The predominant theme of this year’s Forum is tracking data, but another is specificity into phase of play. Add StatsBomb’s announcement into the mix and the themes stay pretty similar: going beyond event data, and specificity into phase of play. One of the metrics that StatsBomb’s 360 post mentioned is “Defensive shape around every event”. It’s not clear what shape that will be in, but it sounds like ‘this pass was against a settled defence, that pass was in transition’.
Hell, add in Tom Worville’s piece and the themes are exactly the same:
- Going beyond event data (in-stadium(?) tracking data for Stats Perform, freeze frames for StatsBomb, tracking data from broadcast footage for Worville and Sportlogiq)
- Specificity into phase (for Worville’s piece, the types of running information he’s looking at give a nice indication into how different players might be used in different types of phases)
And then maybe the article on Ashwin Raman adds in a third, which might come into sharper focus amidst this pandemic: it doesn’t matter who or where you are to work in this field.

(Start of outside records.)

PR #328, opened 2023-09-05
Delegation transaction intents factory

popenta:
Implemented the delegation transaction intents factory based on the [sdk-specs](https://github.com/multiversx/mx-sdk-specs/blob/main/sdk-core/transactions-factories/delegation_transaction_intents_factory.md).

### DIFF
--- a/src/transactionIntentsFactories/delegationTransactionIntentsFactory.spec.ts
+++ b/src/transactionIntentsFactories/delegationTransactionIntentsFactory.spec.ts
@@ -36,10 +36,7 @@ describe("test delegation intents factory", function () {
         assert.equal(intent.sender, "erd18s6a06ktr2v6fgxv4ffhauxvptssnaqlds45qgsrucemlwc8rawq553rt2");
         assert.equal(intent.receiver, DELEGATION_MANAGER_SC_ADDRESS);
         assert.isDefined(intent.data);
-
-        let decoder = new TextDecoder();
-        assert.equal(decoder.decode(intent.data), "createNewDelegationContract@010f0cf064dd59200000@0a");
-
+        assert.deepEqual(intent.data, Buffer.from("createNewDelegationContract@010f0cf064dd59200000@0a"));
         assert.equal(intent.gasLimit.valueOf(), 60126500);
         assert.equal(intent.value, value);
     });
@@ -62,10 +59,7 @@ describe("test delegation intents factory", function () {
         assert.equal(intent.sender, "erd18s6a06ktr2v6fgxv4ffhauxvptssnaqlds45qgsrucemlwc8rawq553rt2");
         assert.equal(intent.receiver, "erd1qqqqqqqqqqqqqqqpqqqqqqqqqqqqqqqqqqqqqqqqqqqqqtllllls002zgc");
         assert.isDefined(intent.data);
-
-        let decoder = new TextDecoder();
-        assert.equal(decoder.decode(intent.data), "addNodes@e7beaa95b3877f47348df4dd1cb578a4f7cabf7a20bfeefe5cdd263878ff132b765e04fef6f40c93512b666c47ed7719b8902f6c922c04247989b7137e837cc81a62e54712471c97a2ddab75aa9c2f58f813ed4c0fa722bde0ab718bff382208@81109fa1c8d3dc7b6c2d6e65206cc0bc1a83c9b2d1eb91a601d66ad32def430827d5eb52917bd2b0d04ce195738db216");
-
+        assert.deepEqual(intent.data, Buffer.from("addNodes@e7beaa95b3877f47348df4dd1cb578a4f7cabf7a20bfeefe5cdd263878ff132b765e04fef6f40c93512b666c47ed7719b8902f6c922c04247989b7137e837cc81a62e54712471c97a2ddab75aa9c2f58f813ed4c0fa722bde0ab718bff382208@81109fa1c8d3dc7b6c2d6e65206cc0bc1a83c9b2d1eb91a601d66ad32def430827d5eb52917bd2b0d04ce195738db216"));
         assert.equal(intent.value, 0);
     });
 
@@ -88,10 +82,7 @@ describe("test delegation intents factory", function () {
         assert.equal(intent.sender, "erd18s6a06ktr2v6fgxv4ffhauxvptssnaqlds45qgsrucemlwc8rawq553rt2");
         assert.equal(intent.receiver, "erd1qqqqqqqqqqqqqqqpqqqqqqqqqqqqqqqqqqqqqqqqqqqqqtllllls002zgc");
         assert.isDefined(intent.data);
-
-        let decoder = new TextDecoder();
-        assert.equal(decoder.decode(intent.data), "removeNodes@6e6f746176616c6964626c736b6579686578656e636f646564");
-
+        assert.deepEqual(intent.data, Buffer.from("removeNodes@6e6f746176616c6964626c736b6579686578656e636f646564"));
         assert.equal(intent.value, 0);
     });
 
@@ -114,10 +105,7 @@ describe("test delegation intents factory", function () {
         assert.equal(intent.sender, "erd18s6a06ktr2v6fgxv4ffhauxvptssnaqlds45qgsrucemlwc8rawq553rt2");
         assert.equal(intent.receiver, "erd1qqqqqqqqqqqqqqqpqqqqqqqqqqqqqqqqqqqqqqqqqqqqqtllllls002zgc");
         assert.isDefined(intent.data);
-
-        let decoder = new TextDecoder();
-        assert.equal(decoder.decode(intent.data), "stakeNodes@6e6f746176616c6964626c736b6579686578656e636f646564");
-
+        assert.deepEqual(intent.data, Buffer.from("stakeNodes@6e6f746176616c6964626c736b6579686578656e636f646564"));
         assert.equal(intent.value, 0);
     });
 
@@ -131,19 +119,16 @@ describe("test delegation intents factory", function () {
             }
         };
 
-        const intent = delegationFactory.createTransactionIntentForUnbondingNodes(
-            sender,
-            delegationContract,
-            [publicKey]
-        );
+        const intent = delegationFactory.createTransactionIntentForUnbondingNodes({
+            sender: sender,
+            delegationContract: delegationContract,
+            publicKeys: [publicKey]
+        });
 
         assert.equal(intent.sender, "erd18s6a06ktr2v6fgxv4ffhauxvptssnaqlds45qgsrucemlwc8rawq553rt2");
         assert.equal(intent.receiver, "erd1qqqqqqqqqqqqqqqpqqqqqqqqqqqqqqqqqqqqqqqqqqqqqtllllls002zgc");
         assert.isDefined(intent.data);
-
-        let decoder = new TextDecoder();
-        assert.equal(decoder.decode(intent.data), "unBondNodes@6e6f746176616c6964626c736b6579686578656e636f646564");
-
+        assert.deepEqual(intent.data, Buffer.from("unBondNodes@6e6f746176616c6964626c736b6579686578656e636f646564"));
         assert.equal(intent.value, 0);
         assert.equal(intent.gasLimit.valueOf(), 12143000);
     });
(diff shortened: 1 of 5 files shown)


src/transactionIntentsFactories/delegationTransactionIntentsFactory.ts
```diff
@@ -0,0 +1,344 @@
...
+        return new TransactionIntentBuilder({
+            config: this.config,
+            sender: options.sender,
+            receiver: options.delegationContract,
+            dataParts: dataParts,
+            executionGasLimit: this.computeExecutionGasLimitForNodesManagement(numNodes)
+        }).build();
+    }
+
+    private computeExecutionGasLimitForNodesManagement(numNodes: number): BigNumber.Value {
```
danielailie, line 85: can you please move this at the end of the file or maybe decide on a pattern, first public then private?

danielailie (commented):
because to much red

src/transactionIntentsFactories/delegationTransactionIntentsFactory.spec.ts
```diff
@@ -0,0 +1,301 @@
+import BigNumber from "bignumber.js";
+import { Address } from "../address";
+import { DelegationTransactionIntentsFactory } from "./delegationTransactionIntentsFactory";
+import { assert } from "chai";
+import { DELEGATION_MANAGER_SC_ADDRESS } from "../constants";
+import { ValidatorPublicKey } from "@multiversx/sdk-wallet-next";
+import { SignableMessage } from "../signableMessage";
+
+describe("test delegation intents factory", function () {
+    const delegationFactory = new DelegationTransactionIntentsFactory({
```
andreibancioiu, line 10: If we add a config like here:

https://github.com/multiversx/mx-sdk-py-core/blob/main/multiversx_sdk_core/transaction_intents_factories/transaction_intents_factory_config.py

Then we can also use it in the unit tests (easier).

src/transactionIntentsFactories/delegationTransactionIntentsFactory.spec.ts
```diff
@@ -0,0 +1,301 @@
...
+        gasLimitStake: 5000000,
+        gasLimitUnstake: 5000000,
+        gasLimitUnbond: 5000000,
+        gasLimitCreateDelegationContract: 50000000,
+        gasLimitDelegationOperations: 1000000,
+        additionalGasLimitPerValidatorNode: 6000000,
+        additionalGasLimitForDelegationOperations: 10000000
+    });
+
+    it("should build intent for new delegation contract", async function () {
```
andreibancioiu, line 23: Now I see, we can change "should build" to "should create" (optional, "philosophical").

src/transactionIntentsFactories/delegationTransactionIntentsFactory.spec.ts
```diff
@@ -0,0 +1,301 @@
...
+        const sender = Address.fromBech32("erd18s6a06ktr2v6fgxv4ffhauxvptssnaqlds45qgsrucemlwc8rawq553rt2");
+        const delagationCap = new BigNumber("5000000000000000000000");
+        const serviceFee = new BigNumber(10);
```
andreibancioiu, line 26: We can also use raw strings and numbers, and the factory methods should be able to handle them appropriately. Perhaps do this in some tests? E.g. directly pass `"5000000000000000000000"`.

src/transactionIntentsFactories/delegationTransactionIntentsFactory.spec.ts
```diff
@@ -0,0 +1,301 @@
...
+        const publicKey = new ValidatorPublicKey(Buffer.from("e7beaa95b3877f47348df4dd1cb578a4f7cabf7a20bfeefe5cdd263878ff132b765e04fef6f40c93512b666c47ed7719b8902f6c922c04247989b7137e837cc81a62e54712471c97a2ddab75aa9c2f58f813ed4c0fa722bde0ab718bff382208", "hex"));
+
+        const signedMessage = new SignableMessage();
+        signedMessage.applySignature(Buffer.from("81109fa1c8d3dc7b6c2d6e65206cc0bc1a83c9b2d1eb91a601d66ad32def430827d5eb52917bd2b0d04ce195738db216", "hex"));
+
+        const intent = delegationFactory.createTransactionIntentForAddingNodes({
+            sender: sender,
+            delegationContract: delegationContract,
+            publicKeys: [publicKey],
+            signedMessages: [signedMessage.getSignature()]
```
andreibancioiu, line 56: Since it's a `mock message`, we can do:

```
const mockMessage = {
    getSignature: () => Buffer.from("...", hex)
}
```

Should work. Then, we'll remove `new SignableMessage()` and `applySignature()` from the test.

src/transactionIntentsFactories/delegationTransactionIntentsFactory.spec.ts
```diff
@@ -0,0 +1,301 @@
...
+        assert.deepEqual(intent.data, Buffer.from("addNodes@e7beaa95b3877f47348df4dd1cb578a4f7cabf7a20bfeefe5cdd263878ff132b765e04fef6f40c93512b666c47ed7719b8902f6c922c04247989b7137e837cc81a62e54712471c97a2ddab75aa9c2f58f813ed4c0fa722bde0ab718bff382208@81109fa1c8d3dc7b6c2d6e65206cc0bc1a83c9b2d1eb91a601d66ad32def430827d5eb52917bd2b0d04ce195738db216"));
+        assert.equal(intent.value, 0);
+    });
+
+    it("should build intent for removing nodes", async function () {
+        const sender = Address.fromBech32("erd18s6a06ktr2v6fgxv4ffhauxvptssnaqlds45qgsrucemlwc8rawq553rt2");
+        const delegationContract = Address.fromBech32("erd1qqqqqqqqqqqqqqqpqqqqqqqqqqqqqqqqqqqqqqqqqqqqqtllllls002zgc");
+
+        const publicKey = {
+            hex(): string {
```
andreibancioiu, line 71: :rocket:

src/transactionIntentsFactories/delegationTransactionIntentsFactory.spec.ts
```diff
@@ -0,0 +1,301 @@
...
+                return Buffer.from("notavalidblskeyhexencoded").toString("hex");
```
andreibancioiu, line 72: This seems to be a happy unit test. Perhaps use a valid BLS key, so that there is no ambiguity for the reader?

andreibancioiu: And below, as well? Actually, a dummy value should do, e.g. `abba`, but "notavalidblskeyhexencoded" is somehow misleading.

src/transactionIntentsFactories/delegationTransactionIntentsFactory.ts
```diff
@@ -0,0 +1,344 @@
...
+    gasLimitStake: BigNumber.Value;
+    gasLimitUnstake: BigNumber.Value;
+    gasLimitUnbond: BigNumber.Value;
+    gasLimitCreateDelegationContract: BigNumber.Value;
+    gasLimitDelegationOperations: BigNumber.Value;
+    additionalGasLimitPerValidatorNode: BigNumber.Value;
+    additionalGasLimitForDelegationOperations: BigNumber.Value;
+}
+
+interface ValidatorPublicKey {
```
andreibancioiu, line 23: This is an internal interface, but even so, by convention, we can prefix it with `I`. Indeed, this is not the general practice (e.g. in other projects), but in `sdk-js-*` we did so.

src/transactionIntentsFactories/delegationTransactionIntentsFactory.ts
```diff
@@ -0,0 +1,344 @@
...
+        }
+
+        const numNodes = options.publicKeys.length;
+
+        let dataParts = ["addNodes"];
+        for (let i = 0; i < numNodes; i++) {
+            dataParts = dataParts.concat(options.publicKeys[i].hex());
+            dataParts = dataParts.concat(byteArrayToHex(options.signedMessages[i]));
+        }
+
```
andreibancioiu, line 75: If possible, we can have `const dataParts`, and use [.push()](https://stackoverflow.com/a/35167699).

src/transactionIntentsFactories/delegationTransactionIntentsFactory.ts
```diff
@@ -0,0 +1,344 @@
...
+    createTransactionIntentForRemovingNodes(options: {
+        sender: IAddress,
+        delegationContract: IAddress,
+        publicKeys: ValidatorPublicKey[]
+    }): TransactionIntent {
+        let dataParts = ["removeNodes"];
+
+        for (const key of options.publicKeys) {
+            dataParts = dataParts.concat(key.hex());
```
andreibancioiu, line 98: I am not sure why `concat` works fine in this case. Does the compiler complain if you add the typing markers `dataParts: string[] = ...`? Perhaps use `append`, as mentioned in the comment above?

src/transactionIntentsFactories/delegationTransactionIntentsFactory.ts
```diff
@@ -0,0 +1,344 @@
...
+        publicKeys: ValidatorPublicKey[]
+    }): TransactionIntent {
+        let dataParts = ["unBondNodes"];
+
+        for (const key of options.publicKeys) {
+            dataParts = dataParts.concat(key.hex());
+        }
+
+        const numNodes = options.publicKeys.length;
+        const executionGasLimit = new BigNumber(numNodes).multipliedBy(
```
andreibancioiu, line 150: Can be split, a temporary variable can be used.

src/transactionIntentsFactories/delegationTransactionIntentsFactory.ts
```diff
@@ -0,0 +1,344 @@
...
+
+    createTransactionIntentForUnjailingNodes(options: {
+        sender: IAddress,
+        delegationContract: IAddress,
+        publicKeys: ValidatorPublicKey[]
+    }): TransactionIntent {
+        let dataParts = ["unJailNodes"];
+
+        for (const key of options.publicKeys) {
+            dataParts = dataParts.concat(key.hex());
```
andreibancioiu, line 198: `append` vs. `concat`.

src/transactionIntentsFactories/delegationTransactionIntentsFactory.ts
```diff
@@ -0,0 +1,344 @@
...
+    private readonly config: Config;
+
+    constructor(config: Config) {
+        this.config = config;
+    }
+
+    createTransactionIntentForNewDelegationContract(options: {
+        sender: IAddress,
+        totalDelegationCap: BigNumber.Value,
+        serviceFee: BigNumber.Value,
```
andreibancioiu, line 37: Indeed, we receive as the `BigNumber.Value` interface.

src/transactionIntentsFactories/delegationTransactionIntentsFactory.ts
popenta: Moved to the end of file.

src/transactionIntentsFactories/delegationTransactionIntentsFactory.spec.ts
popenta: Created the config file.

src/transactionIntentsFactories/delegationTransactionIntentsFactory.spec.ts
popenta: Changed to `should create`

src/transactionIntentsFactories/delegationTransactionIntentsFactory.spec.ts
popenta: Changed this test, works as expected.

src/transactionIntentsFactories/delegationTransactionIntentsFactory.spec.ts
popenta: Done

src/transactionIntentsFactories/delegationTransactionIntentsFactory.spec.ts
popenta: Now using `abba` in test

src/transactionIntentsFactories/delegationTransactionIntentsFactory.ts
popenta: Renamed to `IValidatorPublicKey`

src/transactionIntentsFactories/delegationTransactionIntentsFactory.ts
popenta: Now using `push()`. It does not complain if I add typing markers but it already shows the correct type.

src/transactionIntentsFactories/delegationTransactionIntentsFactory.ts
popenta: Done

src/transactionIntentsFactories/delegationTransactionIntentsFactory.ts
popenta: now using `push()`

andreibancioiu (approved):

danielailie (approved):

PR #332, opened 2023-09-17
For constructor of "TokenTransfer", mark "numDecimals" as optional

andreibancioiu:
This allows one to create a `TokenTransfer` without having to explicitly set `numDecimals` to zero if token metadata is not known beforehand or if it simply does not matter in the context (not front-end logic etc.).

The developer can choose to directly call the `TokenTransfer` constructor instead of using the specific named constructors `TokenTransfer.fungibleFromBigInteger`, `TokenTransfer.metaEsdtFromBigInteger` etc. - if token metadata and token type are not known beforehand, and fetching the metadata is not desired in the context.

`TokenTransfer`'s constructor is now public (was protected). Thanks @michavie for reporting this :pray: 

This is not a breaking change.

### DIFF
--- a/package-lock.json
+++ b/package-lock.json
@@ -1,12 +1,12 @@
 {
   "name": "@multiversx/sdk-core",
-  "version": "12.8.0",
+  "version": "12.8.1",
   "lockfileVersion": 2,
   "requires": true,
   "packages": {
     "": {
       "name": "@multiversx/sdk-core",
-      "version": "12.8.0",
+      "version": "12.8.1",
       "license": "MIT",
       "dependencies": {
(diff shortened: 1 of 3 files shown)


andreibancioiu:
> I noticed that the `TokenTransfer` class has a `protected` constructor, which restricts direct instantiation. In the past, I've found use cases where I wanted to directly instantiate `TokenTransfer` but had to use `metaEsdtFromBigInteger()` as a workaround.

Good point :raised_hands: Will fix in this PR, thank you :pray:

popenta (dismissed):

popenta (approved):

PR #341, opened 2023-10-24
Transfer transactions factory

popenta:
Implemented the transfer transactions factory as described [here](https://github.com/multiversx/mx-sdk-specs/blob/main/sdk-core/transactions-factories/transfer_transactions_factory.md).

### DIFF
--- a/src/transactionsFactories/transferTransactionsFactory.ts
+++ b/src/transactionsFactories/transferTransactionsFactory.ts
@@ -4,6 +4,7 @@ import { IAddress } from "../interface";
 import { DraftTransaction } from "../draftTransaction";
 import { DraftTransactionBuilder } from "./draftTransactionBuilder";
 import { TokenComputer, NextTokenTransfer } from "../tokens";
+import { ErrBadUsage } from "../errors";
 
 const ADDITIONAL_GAS_FOR_ESDT_TRANSFER = 100000;
 const ADDITIONAL_GAS_FOR_ESDT_NFT_TRANSFER = 800000;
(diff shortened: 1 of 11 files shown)


src/transactionsFactories/transferTransactionsFactory.ts
```diff
@@ -0,0 +1,94 @@
...
+        const numberOfTransfers = options.tokenTransfers.length;
+        let receiver = options.receiver;
+
+        let transferArgs: string[] = [];
+        let extraGasForTransfer = new BigNumber(0);
+        const tokenComputer = new TokenComputer();
+
+        if (numberOfTransfers == 0) {
+            throw new ErrBadUsage("No token transfer has been provided");
+        } else if (numberOfTransfers == 1) {
```
danielailie, line 62: I don't think you need this else here. Also, you need to add === for condition

popenta: indeed, the `else` is not needed. also added `===`.

danielailie (approved):

danielailie (approved):

src/transactionsFactories/transferTransactionsFactory.ts
```diff
@@ -0,0 +1,120 @@
...
+            config: this.config,
+            sender: options.sender,
+            receiver: options.sender,
+            dataParts: transferArgs,
+            gasLimit: extraGasForTransfer,
+            addDataMovementGas: true,
+        }).build();
+    }
+
+    private createSingleESDTTransferDraft(options: {
```
andreibancioiu, line 88: The suffix `draft` can be omitted, just like for the public methods.

andreibancioiu (approved):

PR #349, opened 2023-11-08
Fix applySignature(). Handle buffers in a better way

andreibancioiu:
- Apply the same logic for both messages and transactions.
 - Move `interpretSignatureAsBuffer` to `signature.ts`.

### DIFF
--- a/src/signature.ts
+++ b/src/signature.ts
@@ -1,4 +1,4 @@
-import  * as errors from "./errors";
+import * as errors from "./errors";
 
 
 const SIGNATURE_LENGTH = 64;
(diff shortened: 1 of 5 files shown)


MiroMargineanu (approved):

danielailie (approved):

src/signature.ts
```diff
@@ -58,3 +58,13 @@ export class Signature {
         return this.valueHex;
     }
 }
+
+export function interpretSignatureAsBuffer(signature: { hex(): string; } | Uint8Array): Buffer {
```
MiroMargineanu, line 62: Is the returning type necessary? Seems inferred.

MiroMargineanu (changes requested):

src/signature.ts
andreibancioiu: By convention, on `sdk-core` we add return types (usually).

MiroMargineanu (approved):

Raman is a teenager in Bangalore; some of the Stats Perform Forum presenters hail from India, the US, and mainland Europe; Sportlogiq are a Canadian company, and Worville himself started off, much like Raman, as a guy on Twitter; StatsBomb was a blog before it was a data provider.
You do need the skills required — skim through the list of Forum presenters to see how many of them are working full-time in data science somewhere — and I won’t pretend that the acquisition of these skills is a perfectly fair meritocracy.
However, there was a time when professional football was too club-like to admit even the predominantly white male analytics nerds. Professional football is now, increasingly, not so club-like anymore, and the analytics sphere isn’t quite so restricted in who’s involved. It’s not perfect, but the realisation of that third theme felt quite inspirational to me and I hope — for those just recently approaching it — football analytics is a welcoming space.